RandomForest model generated the least misclassifications summing up to 261. Although, it is the most complicated of models it seemed to perform the best. However, the difference in number of misclassifications is so small that it does not influence predictions. All of the models ended up with misclassification rate of less than 2%. Such results suggest that predicting fail or success of a startup is highly accurate. However, the results imply that model expected status of all rows of data to “operating”. This seems to be quite odd and suggests a flaw in the model. Therefore, I decided to create another randomForest model and increased number of trees to 200.

#Using the code below, Then using status as my target variable and rest of variables from train dataset as covariates I created  a RandomForest model with 200 trees.
rf_model1 <- randomForest(status ~category_code+continent+funding_rounds+funding_total_usd+milestones+relationships+TimeDiff2+TimeDiff3+TimeDiff4+TimeDiff5+TimeDiff6+TimeDiff7+TimeDiff8+TimeDiff10, 
                         data = train, 
                         importance = TRUE, 
                         ntree = 200,
                         control = rpart.control(minsplit = 2, cp = 0))
rf_pred1 <- predict(rf_model1, test)
head(rf_pred1)
##         4        19        29        33        46        54 
## operating operating operating operating operating operating 
## Levels: closed operating
table(test$status, rf_pred1, dnn = c("True", "Pred"))
##            Pred
## True        closed operating
##   closed         0       262
##   operating      0     19394
sum(test$status != rf_pred1)
## [1] 262

Increasing number of trees did not improve the predictions. The number of misclassified observations remained the same and still the model predicted all the startups in the testing set to operate.

Summary

The problem statement

When setting up a new business entity, startups’ founders have to consider several factors that will affect their companies.There are many challenges waiting for brand-new startups, which lead to unmanageable situations and effectively to closure or bankruptcy. Reducing risk of startup getting closed is not only important for its founder and employees, but also for the people and entities that invested in it. While gaining no profit, investors would lose their invested capital. On the other hand, founders would lose their own resources and comitted time, as well as reputation which is important in acquiring new funds.By using data analysis to draw conclusions, the objective of this study was to help mitigate the risk posed to investors and owners in case of startup going bankrupt.

Addressing the Problem Statement

Because of the great risk involved in establishing a new startup, I performed data analysis to find relationships that can aid its founders in avoiding unnecessary risk in conducting company’s operations. In particular, I analyzed a data set containing information about startups, obtained from the kaggle website. The data set consists of 11 tables and 154 columns which gather data about offices, employees, relationships, funds gathered, investments, acquisitions and ipos of almost 130,000 startups from all around the world. In analyzing this data set, I created scatter plots, tables, histograms, frequency graphs,maps, and other graphical displays to find relationships between status and startups’ various characteristics. I also uncovered new information from the data set by creating new variables, splitting the data, and grouping the data. Startup owners can use these relationships and new insights to adjust their decisions involving company’s operations. To further help owners and potential investors develop strategic decisions, I used regression (in particular logistic regression), bagging, decision trees, and random forests analyses to create models that predict whether a startup is likely to become successful and continue its operations.

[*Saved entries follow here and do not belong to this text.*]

PR #12442, opened 2021-06-27
Fix layer render extent when it is not at all in view

### LINKED ISSUE #11651: Layer extent not working properly on Vector Layers
If an extent is set to a vector layer, the vector layer is not rendered outside of the extent as long as the extent is in the current viewport. As soon as the extent moves out of the viewport, all features are visible/rendered outside of the layers extent.

To reproduce the issue you can open the example https://openlayers.org/en/latest/examples/extent-interaction.html
and add following line at the end:
`map.getLayers().getArray()[1].setExtent([-860986.686604,4500612.225431,3287403.712489,7631472.903992]);`
That puts an extent around Europe and features should only be visible in Europe. Zooming in to Asia however will show the features.

Expected behavior is, that features outside of the layers extent should never be visible/rendered.

MoonE:
Fixes #11651 for `ol/layer/Vector` and `ol/layer/Image`.

Also removes `ol/renderer/canvas/Layer#clip` which wasn't  used anywhere.

### DIFF
--- a/src/ol/renderer/canvas/ImageLayer.js
+++ b/src/ol/renderer/canvas/ImageLayer.js
@@ -6,7 +6,7 @@ import ViewHint from '../../ViewHint.js';
 import {ENABLE_RASTER_REPROJECTION} from '../../reproj/common.js';
 import {assign} from '../../obj.js';
 import {compose as composeTransform, makeInverse} from '../../transform.js';
-import {containsExtent, intersects} from '../../extent.js';
+import {containsExtent, intersects as intersectsExtent} from '../../extent.js';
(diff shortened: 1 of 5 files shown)


ahocevar:
Are you still working on this, @MoonE? What is missing to make it ready for review?

MoonE:
I will try to add a test, any suggestions?

ahocevar:
> I will try to add a test, any suggestions?

Good question, @MoonE. Maybe just ensure that no rendering is done when the specified extent is outside the viewport, by using a `sinon.spy` on a function involved in rendering?

ahocevar (approved):
Thanks, @MoonE!

PR #12453, opened 2021-06-29
Allow multiple LinearRings per innerBoundaryIs

### LINKED ISSUE #12407: Reading Polygon with multiple holes from KML only keeps last one
**Describe the bug**
Reading Polygon with multiple holes from KML only keeps last one 

**To Reproduce**
1. Read a KML file that contains a polygon with one outer ring and multiple inner rings into a Document
2. new KML().readFeatures(document);
3. Check the output that got read

**Expected behavior**
A polygon with as many holes as there are inner rings in the source KML file

**Actual behavior**
A polygon with one single hole (always the last one specified in the file)

MoonE:
Fixes #12407

Allows multiple LinearRing nodes per innerBoundaryIs, not allowed by spec, but Google Earth will read it too.

### DIFF
--- a/src/ol/format/KML.js
+++ b/src/ol/format/KML.js
@@ -2206,7 +2206,9 @@ function lodParser(node, objectStack) {
  */
 // @ts-ignore
 const INNER_BOUNDARY_IS_PARSERS = makeStructureNS(NAMESPACE_URIS, {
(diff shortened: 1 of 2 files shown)


ahocevar (approved):
Thanks, @MoonE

Insights Provided by Analysis

By examining plots in Tableau, I drew following conclusions:

  • Only 2% of all startups in the dataset got closed. This may imply that problem is marginal, however, it is not known whether all closures and bankruptcies were registered in this dataset. In reality, the share of defaulting startups may be much higher, but obtaining data about closed companies that existed for very short time may be impossible.

  • Startups tend to be founded in urban areas of California, East Coast of USA, Central and Western Europe. In the same areas the number of closed startups is also the highest. Although it may seem like there is no correlation, but greater number of startups in a region increases competition and leads to even greater number of closures.

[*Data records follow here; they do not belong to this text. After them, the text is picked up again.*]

PR #12463, opened 2021-07-02
Improve animation examples

MoonE:
Update marker animation example
- Continually animate between start and end position
- Allow changing speed during animation
- Stay at current position when animation stops

Improve feature-animation example
- Keep features within tile bounds
- Skip drawing fully transparent style
- Don't clone the geometry each frame

Prefer Date.now() when possible instead of creating new Date objects.


ahocevar (approved):
Thanks, @MoonE!

PR #12466, opened 2021-07-04
Fix getVectorContext on TileLayer with pixelRatio != 1

MoonE:
If the transform matrix on the canvas does not match the frameState.pixelRatio it draws at the wrong size.


ahocevar (approved):
Thanks, @MoonE

PR #12480, opened 2021-07-06
Fix gap in tiles due to floating point math

MoonE:
Due to floating point inaccuracies gaps between tiles may occur:
https://codesandbox.io/s/floating-point-tile-gap-vomuj?file=/main.js
In the example above there is a vertical gap at the center of the map.
In one iteration nextX `840.4999999999999` is rounded to `840`, and in the next  iteration `x` `840.5` is rounded to `841`.
This can be fixed by reordering the calculation.


ahocevar (approved):
Very nice, thanks @MoonE!

PR #13747, opened 2022-06-09
Add setFill and setStroke to Shapes

theduckylittle:
This rounds out the shape style sto be more
consistent and make the `setFill` and `setStroke`
methods available.


ahocevar (commented):
Thanks, @theduckylittle. I think it would make sense to add a test to to make sure the `setFill()` and `setStroke()` methods do what they are supposed to, now that they are part of the public API. Preferably a rendering test, because given the fact that an image is created at RegularShape construction time, I'm not sure changing fill and stroke later on works at all.

MoonE:
Reusing RegularShape like this would be rather inefficient as @ahocevar noted. The currently available setters all work without a need to re-render the cached canvas-image.

tschaub:
I haven't looked that closely, but it may enough to call `this.render()` after updating properties (like fill or stroke) that would invalidate previously cached versions.

theduckylittle:
- Updated the regular shapes example that demonstrates changing the stroke/fill of a regular shape style.
- Added a rendering test for both `setFill` and `setStroke`.
- @tschaub was spot-on, calling `this.render` did invalidate the old cached images and they re-rendered properly. (https://github.com/openlayers/openlayers/pull/13747/files#diff-e3750617700415f875eb42b59eb88fae43039d3037b66e989ffa9572c81e34f4R210)

theduckylittle:
> Reusing RegularShape like this would be rather inefficient as @ahocevar noted. The currently available setters all work without a need to re-render the cached canvas-image.

This really does round-out the setter functionality that is common across other classes. While there may be other approaches that can be more performant in specific environments, this is still a worthwhile rounding-out of the API that does address a set of missing functionality.

tschaub (approved):

tschaub:
Thanks for this addition, @theduckylittle

PR #13763, opened 2022-06-13
Fix single selection bug when holding modifier keys

pilatte:
## The problem

- A Layer has two features A and B.
- A Select interaction is active on the layer with `multi` **disabled**
- **You select A** (A is now selected)
- **You hold SHIFT and select B** (B is now selected)
- **You hold SHIFT and select A** (Nothing is selected)

## Result

The current SelectEvent holds no features

## Expected behavior

In single selection mode (with multi disabled), the last clicked feature should always be in the SelectEvent

### DIFF
--- a/src/ol/interaction/Select.js
+++ b/src/ol/interaction/Select.js
@@ -478,7 +478,7 @@ class Select extends Interaction {
     const features = this.getFeatures();
     const deselected = [];
     const selected = [];
-    if (set) {
+    if (set || !this.multi_) {
       // Replace the currently selected feature(s) with the feature(s) at the
       // pixel, or clear the selected feature(s) if there is no feature at
       // the pixel.


pilatte:
The expected default behavior is described in doc as such:

> Clicking on a feature selects that feature and removes any that were in the selection.

pilatte:
I think I don't understand multiple selection then. I thought it was the map equivalent of radio-buttons vs checkboxes.

In your example, whether `multi` is true or false, `SHIFT` is required to make multiple selection.

And setting `multi` to false doesn't prevent multiple selection.

Is `multi` only used to select single features when they overlap ?

ahocevar:
> I think I don't understand multiple selection then. I thought it was the map equivalent of radio-buttons vs checkboxes.

That's the toggle behavior, which can be controlled with the `toggleCondition`.

> In your example, whether multi is true or false, SHIFT is required to make multiple selection.

Correct. If you want multiple selection active without modifier key, configure the interaction with `toggleCondition: () => true`.

> And setting multi to false doesn't prevent multiple selection.

Correct. If you want to prevent multiple selection, you have to configure the control with `toggleCondition: () => false`

> Is multi only used to select single features when they overlap ?

Correct.  When features overlap, or when you click the border between to areas in the example above, setting `multi: true` will cause both areas to be selected, instead of just the one that lies on top.

pilatte:
Ok, thanks for taking the time to clarify. 👍  Closing this now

  • The trend of founding new startups is increasing. Each year the number of new startups increases. Although these statistics slowed down during 2008-2012, it happened mostly due to economic crisis and recession on global markets.

  • The number of closed startups increases proportionately to number of startups overall, however, significant rise in closures in years 2010-2012 implies that volatility of global markets tend to have high influence on survival of startups.

  • Startups tend to get closed at the very early stage of operations, since average time from foundation to closing is about 48 months, while average number of people employed is 3. Closed startups also decide at to obtain external funding much earlier than their successful counterparts.

  • IT is the leading industry in case of number of closed startups. Huge competition and high entrant barriers quickly verify if startups’products and services are so unique. Those poorly developed are prone to getting closed.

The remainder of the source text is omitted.